S&P FedDouble Click any image for a full sized view

Just a short note to let you see what happened to the stock market when the Fed released its meeting notes.  It was no surprise to read that they were concerned about global growth and slowing US economic numbers so they put off the September rate increase until later.

The Skynet kicked into gear and pushed the index above the 50-day moving average that we looked at yesterday as resistance to close at a reading of 2013.

Below is the same graph from yesterday except updated for today’s action.

S&P 500 Today #2If you double click the image you will see that we moved decisively above the 50-day moving average, but the short-term indicators we looked at yesterday (RSI and CCI) are both also decisively into over-bought territory.

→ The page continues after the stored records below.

PR #1359, opened 2024-01-12
Rework GDCLASS macro to allow abstract classes

### LINKED ISSUE #1287: GDCLASS macro prohibits use of pure virtual functions
### Godot version

4.2 beta3

### godot-cpp version

4.2 beta3

### System information

Windows 11

### Issue description

When trying to create a GDExtension abstract class, the compiler fails to allow pure virtual functions, reporting:
```
error C2259: 'ParentClass': cannot instantiate abstract class
```

This is because the `GDCLASS` macro explicitly makes two references to where it attempts to create the class object, specifically in these two static methods:

```cpp
static GDExtensionObjectPtr create(void *data) {
	m_class *new_object = memnew(m_class);
	return new_object->_owner;
}

static GDExtensionClassInstancePtr recreate(void *data, GDExtensionObjectPtr obj) {
	_GDCLASS_RECREATE(m_class, m_inherits);
}
```

The ability to use `GDCLASS` in GDNative and construct abstract classes exists.  I would suggest that `GDCLASS` function like it does in GDNative and these two specific methods be added to either a separate macro or we introduce a new `GDCLASS_ABSTRACT` macro that can be used specifically for abstract class construction with all but the above 2 functions defined.

### Steps to reproduce

Create a class hierarchy as follows

```cpp
class ParentClass : public Resource {
  GDCLASS(ParentClass, Resource);
  virtual void pure_virtual_method() = 0;
}

class ChildClass : public ParentClass {
  GDCLASS(ChildClass, ParentClass);
  static void _bind_methods() { }
  void pure_virtual_method() override { }
}
```

N/A

Naros:
Fixes #1287 

This PR moves the `create` and `recreate` methods out of the `GDCLASS` macro and adjusts the references in the `ClassDB` to use the new `ClassCreator` template class that provides the same functionality as the previous methods in the macro.  

Users can now freely create Godot classes with pure virtual functions, i.e. this is now possible:
```cpp
class MyTestClass : public VBoxContainer
{
    GDCLASS(MyTestClass, VBoxContainer);
public:
    virtual void test_function() = 0;
};
```

### DIFF
--- a/include/godot_cpp/classes/wrapped.hpp
+++ b/include/godot_cpp/classes/wrapped.hpp
@@ -48,6 +48,7 @@ typedef void GodotObject;
 // Base for all engine classes, to contain the pointer to the engine instance.
 class Wrapped {
 	friend class GDExtensionBinding;
+	friend class ClassDB;
 	friend void postinitialize_handler(Wrapped *);
 
 protected:
@@ -131,17 +132,6 @@ struct EngineClassRegistration {
 
 } // namespace godot
 
-#ifdef HOT_RELOAD_ENABLED
-#define _GDCLASS_RECREATE(m_class, m_inherits)                                                   \
-	m_class *new_instance = (m_class *)memalloc(sizeof(m_class));                                \
-	Wrapped::RecreateInstance recreate_data = { new_instance, obj, Wrapped::recreate_instance }; \
-	Wrapped::recreate_instance = &recreate_data;                                                 \
-	memnew_placement(new_instance, m_class);                                                     \
-	return new_instance;
-#else
-#define _GDCLASS_RECREATE(m_class, m_inherits) return nullptr;
-#endif
-
 // Use this on top of your own classes.
 // Note: the trail of `***` is to keep sane diffs in PRs, because clang-format otherwise moves every `\` which makes
 // every line of the macro different
@@ -224,15 +214,6 @@ public:                                                                         
                                                                                                                                                                                        \
 	static ::godot::StringName &get_parent_class_static() {                                                                                                                            \
 		return m_inherits::get_class_static();                                                                                                                                         \
-	}                                                                                                                                                                                  \
-                                                                                                                                                                                       \
-	static GDExtensionObjectPtr create(void *data) {                                                                                                                                   \
-		m_class *new_object = memnew(m_class);                                                                                                                                         \
-		return new_object->_owner;                                                                                                                                                     \
-	}                                                                                                                                                                                  \
-                                                                                                                                                                                       \
-	static GDExtensionClassInstancePtr recreate(void *data, GDExtensionObjectPtr obj) {                                                                                                \
-		_GDCLASS_RECREATE(m_class, m_inherits);                                                                                                                                        \
 	}                                                                                                                                                                                  \
                                                                                                                                                                                        \
 	static void notification_bind(GDExtensionClassInstancePtr p_instance, int32_t p_what, GDExtensionBool p_reversed) {                                                                \
@@ -435,14 +416,6 @@ public:                                                                         
                                                                                                                                                                                        \
 	static ::godot::StringName &get_parent_class_static() {                                                                                                                            \
 		return m_inherits::get_class_static();                                                                                                                                         \
-	}                                                                                                                                                                                  \
-                                                                                                                                                                                       \
-	static GDExtensionObjectPtr create(void *data) {                                                                                                                                   \
-		return nullptr;                                                                                                                                                                \
-	}                                                                                                                                                                                  \
-                                                                                                                                                                                       \
-	static GDExtensionClassInstancePtr recreate(void *data, GDExtensionObjectPtr obj) {                                                                                                \
-		return nullptr;                                                                                                                                                                \
 	}                                                                                                                                                                                  \
                                                                                                                                                                                        \
 	static void free(void *data, GDExtensionClassInstancePtr ptr) {                                                                                                                    \
--- a/include/godot_cpp/core/class_db.hpp
+++ b/include/godot_cpp/core/class_db.hpp
@@ -112,6 +112,33 @@ private:
 	template <class T, bool is_abstract>
 	static void _register_class(bool p_virtual = false, bool p_exposed = true);
 
+	template <class T>
+	static GDExtensionObjectPtr _create_instance_func(void *data) {
+		if constexpr (!std::is_abstract_v<T>) {
+			T *new_object = memnew(T);
+			return new_object->_owner;
+		} else {
+			return nullptr;
+		}
+	}
+
+	template <class T>
+	static GDExtensionClassInstancePtr _recreate_instance_func(void *data, GDExtensionObjectPtr obj) {
+		if constexpr (!std::is_abstract_v<T>) {
+#ifdef HOT_RELOAD_ENABLED
+			T *new_instance = (T *)memalloc(sizeof(T));
+			Wrapped::RecreateInstance recreate_data = { new_instance, obj, Wrapped::recreate_instance };
+			Wrapped::recreate_instance = &recreate_data;
+			memnew_placement(new_instance, T);
+			return new_instance;
+#else
+			return nullptr;
+#endif
+		} else {
+			return nullptr;
+		}
+	}
+
 public:
 	template <class T>
 	static void register_class(bool p_virtual = false);
@@ -202,9 +229,9 @@ void ClassDB::_register_class(bool p_virtual, bool p_exposed) {
 		T::to_string_bind, // GDExtensionClassToString to_string_func;
 		nullptr, // GDExtensionClassReference reference_func;
 		nullptr, // GDExtensionClassUnreference unreference_func;
-		T::create, // GDExtensionClassCreateInstance create_instance_func; /* this one is mandatory */
+		&_create_instance_func<T>, // GDExtensionClassCreateInstance create_instance_func; /* this one is mandatory */
 		T::free, // GDExtensionClassFreeInstance free_instance_func; /* this one is mandatory */
-		T::recreate, // GDExtensionClassRecreateInstance recreate_instance_func;
+		&_recreate_instance_func<T>, // GDExtensionClassRecreateInstance recreate_instance_func;
 		&ClassDB::get_virtual_func, // GDExtensionClassGetVirtual get_virtual_func;
 		nullptr, // GDExtensionClassGetVirtualCallData get_virtual_call_data_func;
 		nullptr, // GDExtensionClassCallVirtualWithData call_virtual_func;
--- a/test/src/example.h
+++ b/test/src/example.h
@@ -198,11 +198,22 @@ protected:
 	static void _bind_methods() {}
 };
 
-class ExampleAbstract : public Object {
-	GDCLASS(ExampleAbstract, Object);
+class ExampleAbstractBase : public Object {
+	GDCLASS(ExampleAbstractBase, Object);
 
 protected:
 	static void _bind_methods() {}
+
+	virtual int test_function() = 0;
+};
+
+class ExampleConcrete : public ExampleAbstractBase {
+	GDCLASS(ExampleConcrete, ExampleAbstractBase);
+
+protected:
+	static void _bind_methods() {}
+
+	virtual int test_function() override { return 25; }
 };
 
 #endif // EXAMPLE_CLASS_H
--- a/test/src/register_types.cpp
+++ b/test/src/register_types.cpp
@@ -25,7 +25,8 @@ void initialize_example_module(ModuleInitializationLevel p_level) {
 	ClassDB::register_class<ExampleMin>();
 	ClassDB::register_class<Example>();
 	ClassDB::register_class<ExampleVirtual>(true);
-	ClassDB::register_abstract_class<ExampleAbstract>();
+	ClassDB::register_abstract_class<ExampleAbstractBase>();
+	ClassDB::register_class<ExampleConcrete>();
 }
 
 void uninitialize_example_module(ModuleInitializationLevel p_level) {


AThousandShips:
I'd suggest adding a pure virtual class to the test project to verify the functionality

include/godot_cpp/classes/wrapped.hpp
```diff
@@ -132,16 +136,33 @@ struct EngineClassRegistration {
...
 
+namespace godot {
+
+template <class T>
+class ClassCreator {
+public:
+	static GDExtensionObjectPtr create(void *data) {
+		T *new_object = memnew(T);
+		return new_object->_owner;
+	};
```
AThousandShips, line 157:
```suggestion
	}
```

include/godot_cpp/classes/wrapped.hpp
```diff
@@ -132,16 +136,33 @@ struct EngineClassRegistration {
...
+
+	static GDExtensionClassInstancePtr recreate(void *data, GDExtensionObjectPtr obj) {
+		_GDCLASS_RECREATE(T)
```
AThousandShips, line 160:
```suggestion
		_GDCLASS_RECREATE(T);
```

test/src/register_types.cpp
```diff
@@ -26,6 +26,9 @@ void initialize_example_module(ModuleInitializationLevel p_level) {
 	ClassDB::register_class<Example>();
 	ClassDB::register_class<ExampleVirtual>(true);
 	ClassDB::register_abstract_class<ExampleAbstract>();
+
+	GDREGISTER_VIRTUAL_CLASS(ExamplePureVirtualBase);
+	GDREGISTER_CLASS(ExamplePureVirtual);
```
AThousandShips, line 31:
```suggestion
	ClassDB::register_abstract_class<ExamplePureVirtualBase>();
	ClassDB::register_class<ExamplePureVirtual>();
```
Use same syntax for all, also this is an abstract class, not a virtual one, methods are pure virtual, but classes are abstract

See if that fixes it in fact

AThousandShips:
This should be the proper fix, a diff from `master`, no need for a separate handler, it's the `is_abstract` check that matters here:
```diff
diff --git a/include/godot_cpp/classes/wrapped.hpp b/include/godot_cpp/classes/wrapped.hpp
index f8f921b..96c8c8e 100644
--- a/include/godot_cpp/classes/wrapped.hpp
+++ b/include/godot_cpp/classes/wrapped.hpp
@@ -226,15 +226,22 @@ public:
                return m_inherits::get_class_static();                                                                                                                                         \
        }                                                                                                                                                                                  \
                                                                                                                                                                                        \
-       static GDExtensionObjectPtr create(void *data) {                                                                                                                                   \
-               m_class *new_object = memnew(m_class);                                                                                                                                         \
-               return new_object->_owner;                                                                                                                                                     \
+       static ::godot::GDExtensionObjectPtr create(void *data) {                                                                                                                          \
+               if constexpr (!std::is_abstract_v<m_class>) {                                                                                                                                  \
+                       m_class *new_object = memnew(m_class);                                                                                                                                     \
+                       return new_object->_owner;                                                                                                                                                 \
+               } else {                                                                                                                                                                       \
+                       return nullptr;                                                                                                                                                            \
+               }                                                                                                                                                                              \
        }                                                                                                                                                                                  \
                                                                                                                                                                                        \
        static GDExtensionClassInstancePtr recreate(void *data, GDExtensionObjectPtr obj) {                                                                                                \
-               _GDCLASS_RECREATE(m_class, m_inherits);                                                                                                                                        \
+               if constexpr (!std::is_abstract_v<m_class>) {                                                                                                                                  \
+                       _GDCLASS_RECREATE(m_class, m_inherits);                                                                                                                                    \
+               } else {                                                                                                                                                                       \
+                       return nullptr;                                                                                                                                                            \
+               }                                                                                                                                                                              \
        }                                                                                                                                                                                  \
-                                                                                                                                                                                       \
        static void notification_bind(GDExtensionClassInstancePtr p_instance, int32_t p_what, GDExtensionBool p_reversed) {                                                                \
                if (p_instance && m_class::_get_notification()) {                                                                                                                              \
                        if (m_class::_get_notification() != m_inherits::_get_notification()) {                                                                                                     \
diff --git a/test/src/example.h b/test/src/example.h
index 72f6783..99e0d5c 100644
--- a/test/src/example.h
+++ b/test/src/example.h
@@ -196,6 +196,8 @@ class ExampleVirtual : public Object {

 protected:
        static void _bind_methods() {}
+
+       virtual int test_function() { return 25; }
 };

 class ExampleAbstract : public Object {
@@ -203,6 +205,8 @@ class ExampleAbstract : public Object {

 protected:
        static void _bind_methods() {}
+
+       virtual int test_function() = 0;
 };

 #endif // EXAMPLE_CLASS_H
 ```

**Comment by AThousandShips** [comment]
My bad making an improved suggestion

**Comment by Naros** [comment]
Will look at this after work today.

**Comment by Naros** [comment]
Hi @AThousandShips, I decided to actually keep the example classes as I think they provide context specifically for this fix.  Your suggestion implements a non-pure virtual function on a class, which worked just fine with the GDCLASS macro without this fix.  The problem I'm trying to solve here is pure virtual functions, and your suggested test case doesn't explicitly showcase that aspect.

**Comment by AThousandShips** [comment]
Not sure how you tested it but the examples I provided failed to work both with your fox and the unchanged library

File: test/src/register_types.cpp [hunk 4]
```diff
@@ -26,6 +26,9 @@ void initialize_example_module(ModuleInitializationLevel p_level) {
 	ClassDB::register_class<Example>();
 	ClassDB::register_class<ExampleVirtual>(true);
 	ClassDB::register_abstract_class<ExampleAbstract>();
+
+	GDREGISTER_VIRTUAL_CLASS(ExamplePureVirtualBase);
```
AThousandShips, line 30: This is an *abstract* class, not a virtual class

include/godot_cpp/classes/wrapped.hpp
```diff
@@ -132,16 +136,41 @@ struct EngineClassRegistration {
...
+class ClassCreator {
+public:
+	static GDExtensionObjectPtr create(void *data) {
+		if constexpr (!std::is_abstract_v<T>) {
+			T *new_object = memnew(T);
+			return new_object->_owner;
+		} else {
+			return nullptr;
+		}
+	};
```
AThousandShips, line 161:
```suggestion
	}
```

test/src/example.h
```diff
@@ -205,4 +205,22 @@ class ExampleAbstract : public Object {
 	static void _bind_methods() {}
 };
 
+class ExamplePureVirtualBase : public Object {
+	GDCLASS(ExamplePureVirtualBase, Object);
```
AThousandShips, line 209:
```suggestion
class ExampleAbstractBase : public Object {
	GDCLASS(ExampleAbstractBase, Object);
```
More descriptive and correct terminology

test/src/example.h
```diff
@@ -205,4 +205,22 @@ class ExampleAbstract : public Object {
...
+
+protected:
+	static void _bind_methods() {}
+
+	virtual int test_function() = 0;
+};
+
+class ExamplePureVirtual : public ExamplePureVirtualBase {
+	GDCLASS(ExamplePureVirtual, ExamplePureVirtualBase);
```
AThousandShips, line 218:
```suggestion
class ExampleConcrete : public ExampleAbstractBase {
	GDCLASS(ExampleConcrete, ExampleAbstractBase);
```

test/src/register_types.cpp
AThousandShips:
```suggestion
	ClassDB::register_abstract_class<ExampleAbstractBase>();
	ClassDB::register_class<ExampleConcrete>();
```
As per the above changes

dsnopek: I've wanted to switch to using the macros for everything here, because that would be more consistent with Godot. But that's probably best to do in a dedicated PR, for this PR keeping this chunk of code consistent with itself makes sense (like @AThousandShips is suggesting).

AThousandShips: Could do it here too but this change is not just the consistency

include/godot_cpp/classes/wrapped.hpp
```diff
@@ -132,16 +136,41 @@ struct EngineClassRegistration {
...
+
+	static GDExtensionClassInstancePtr recreate(void *data, GDExtensionObjectPtr obj) {
+		if constexpr (!std::is_abstract_v<T>) {
+			_GDCLASS_RECREATE(T)
```
dsnopek, line 165: Now that we're no longer putting this code inside the `GDCLASS()` macro, I think I'd prefer to get rid of the `_GDCLASS_RECREATE()` macro and just inline all of that code here.

include/godot_cpp/classes/wrapped.hpp
```diff
@@ -42,13 +42,17 @@
 namespace godot {
 
 class ClassDB;
+template <class T>
+class ClassCreator;
```
dsnopek, line 46: The name `ClassCreator` is so generic, I worry it could end up conflicting with something later. Maybe this could be in the `godot::internal` namespace? Or, maybe the class could be declared inside of the `Wrapped` or `ClassDB` classes?

dsnopek (commented):
Thanks!

This looks exactly like the approach I was imagining for solving this problem.

I only have a couple nitpicks in addition to AThousandShips' comments.

include/godot_cpp/classes/wrapped.hpp
```diff
@@ -226,15 +255,6 @@ public:
 		return m_inherits::get_class_static();                                                                                                                                         \
 	}                                                                                                                                                                                  \
                                                                                                                                                                                        \
-	static GDExtensionObjectPtr create(void *data) {                                                                                                                                   \
```
AThousandShips, line 229: These should also be removed from `GDEXTENSION_CLASS_ALIAS`, where they do nothing but also aren't used

Naros: Awesome, I wasn't sure about those myself, but I can certainly remove those too, 👍

include/godot_cpp/classes/wrapped.hpp
Naros: I'd prefer `ClassDB` as the engine also defined the `create` method there, so we are keeping some consistency.

AThousandShips (approved):

include/godot_cpp/core/class_db.hpp
```diff
@@ -112,6 +112,33 @@ class ClassDB {
 	template <class T, bool is_abstract>
 	static void _register_class(bool p_virtual = false, bool p_exposed = true);
 
+	template <class T>
+	static GDExtensionObjectPtr create(void *data) {
```
dsnopek, line 116: Even though this is private, I feel like this is too generic of a name, and it could confuse people reading the code later. Maybe:

```suggestion
	static GDExtensionObjectPtr _create_instance_func(void *data) {
```

This name is derived from the property on the struct that we're setting this on.

Godot's `ClassDB` it has a similar-ish function that's called `_create_ptr_func()`, so this would also be a little closer to that style of name.

include/godot_cpp/core/class_db.hpp
```diff
@@ -112,6 +112,33 @@ class ClassDB {
...
+		if constexpr (!std::is_abstract_v<T>) {
+			T *new_object = memnew(T);
+			return new_object->_owner;
+		} else {
+			return nullptr;
+		}
+	}
+
+	template <class T>
+	static GDExtensionClassInstancePtr recreate(void *data, GDExtensionObjectPtr obj) {
```
dsnopek, line 126: Similar to the above, maybe:

```suggestion
	static GDExtensionClassInstancePtr _recreate_instance_func(void *data, GDExtensionObjectPtr obj) {
```

include/godot_cpp/core/class_db.hpp
```diff
@@ -202,9 +229,9 @@ void ClassDB::_register_class(bool p_virtual, bool p_exposed) {
 		T::to_string_bind, // GDExtensionClassToString to_string_func;
 		nullptr, // GDExtensionClassReference reference_func;
 		nullptr, // GDExtensionClassUnreference unreference_func;
-		T::create, // GDExtensionClassCreateInstance create_instance_func; /* this one is mandatory */
+		create<T>, // GDExtensionClassCreateInstance create_instance_func; /* this one is mandatory */
```
dsnopek, line 232: While it isn't necessary, I find this code easier to read when the function is preceded by `&`, which is also the style we mostly (with some exceptions) use in Godot. So, with the name change from above, this would be:

```suggestion
		&_create_instance_func<T>, // GDExtensionClassCreateInstance create_instance_func; /* this one is mandatory */
```

include/godot_cpp/core/class_db.hpp
```diff
@@ -202,9 +229,9 @@ void ClassDB::_register_class(bool p_virtual, bool p_exposed) {
...
 		T::free, // GDExtensionClassFreeInstance free_instance_func; /* this one is mandatory */
-		T::recreate, // GDExtensionClassRecreateInstance recreate_instance_func;
+		recreate<T>, // GDExtensionClassRecreateInstance recreate_instance_func;
```
dsnopek, line 234: And here too:

```suggestion
		&_recreate_instance_func<T>, // GDExtensionClassRecreateInstance recreate_instance_func;
```

dsnopek (commented):
Thanks! This is looking really great! :-)

I have just some super tiny nitpicks, mostly around naming.

Naros:
> I only have a couple nitpicks in addition to AThousandShips' comments.

Thanks @dsnopek, added a commit with the suggested changes.

dsnopek:
Thanks! The changes look good.

However, you'll need to squash your PR into a single commit before it can be merged - see:

https://docs.godotengine.org/en/latest/contributing/workflow/pr_workflow.html#the-interactive-rebase

dsnopek (approved):
Thanks!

I still see a pullback, but it will be interesting to see if the 50-day has turned into support from resistance.  Long time readers of the blog will remember my Rule of 3 – any break of support or resistance has to be sustained by either 3% or 3 trading days.  If it falls (or rises) back below previous resistance (or above previous support) then breaking those levels does not count.

Also of note, our intermediate term indicators have moved more solidly positive with today’s market action – a positive thing for the intermediate future.

So, tomorrow will be a really interesting day – will we finally get the pullback that the RSI and CCI tell us is coming and can the 50-day act as support?  Or, is there any chance we will knock on the door of the 200-day moving average and see the RSI  and CCI get REALLY over-bought?

We will see!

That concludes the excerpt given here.